# Who is going, US SQ Finials, Oct 8-9



## Nineteen69Mach1 (May 30, 2017)

Who all is going to World Finials in Lebanon, Missouri October 8th and 9th?

I will be driving up from Houston to spectate.



https://facebook.com/events/s/us-sq-finals-emma-iasca-masq-m/791109801865001/


----------



## dumdum (Feb 27, 2007)

Emma USA finals 🙈


----------



## Nineteen69Mach1 (May 30, 2017)

dumdum said:


> Emma USA finals 🙈


Yes! I'll correct that 😂


----------



## mumbles (Jul 26, 2010)

Nineteen69Mach1 said:


> Yes! I'll correct that 😂


I’d like to go as a spectator. My daughter lives in Missouri so I’d have a place to stay, but not sure I could stomach the drive.


----------



## Nineteen69Mach1 (May 30, 2017)

mumbles said:


> I’d like to go as a spectator. My daughter lives in Missouri so I’d have a place to stay, but not sure I could stomach the drive.

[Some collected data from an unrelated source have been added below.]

PR #994, opened 2022-07-25
Implement dead code elimination

apaszke:
This change reimplements dead code elimination after safer names. I
think that it's the first of the passes that utilize information about
binder usage, so it was a good exercise that will make the
implementation of other similar passes (e.g. inlining) easier.

Thanks to the way we represent bindings in Dex Core, DCE is fundamentally
about traversing the whole IR in search of blocks, and then performing
DCE on every block. I thought about using a generic traversal for that
purpose, but ultimately decided against it. It wasn't a good match,
because it is written with forward-traversals in mind, and requires us
to carry a substitution, which is not necessary in the case of DCE.

The implementation strategy I ended up with is very similar to the way
we generate code for substitutions and free variable computation. Which
makes sense, because DCE also wants to compute free variables. To avoid
repeated traversals of subtrees, we fuse this computation with the
block-searching-traversal. Note that the hoisting component is a bit
unsafe, but we verify the invariants in debug mode (by paying for the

How far of a drive is it for you?


----------



## mumbles (Jul 26, 2010)

About 12hrs…


----------



## dumdum (Feb 27, 2007)

I will attend one of these days, but the Emma euro finals are up first 😎


----------



## Stycker (Jan 31, 2018)

It is on my bucket list for some year but not this year. SVR is the biggest event I've attended. If I ever get a 1st place there then I could justify going. I placed in the top 3 the past two years. That is probably not going to cut it for finals. As my tuning abilities improve so will my results. If I can win consistantly next year then I will give it more consideration.


----------



## BigAl205 (May 20, 2009)

I'll be competing in all 4 orgs


----------



## nadams5755 (Jun 8, 2012)

i was gonna make it this year again since i'm qualified for three orgs. however, car's in the shop for some engine work, it'll be fixed up this week but i'm not comfortable taking it on a 3600mi road trip so soon after. i'd have to hit the road monday.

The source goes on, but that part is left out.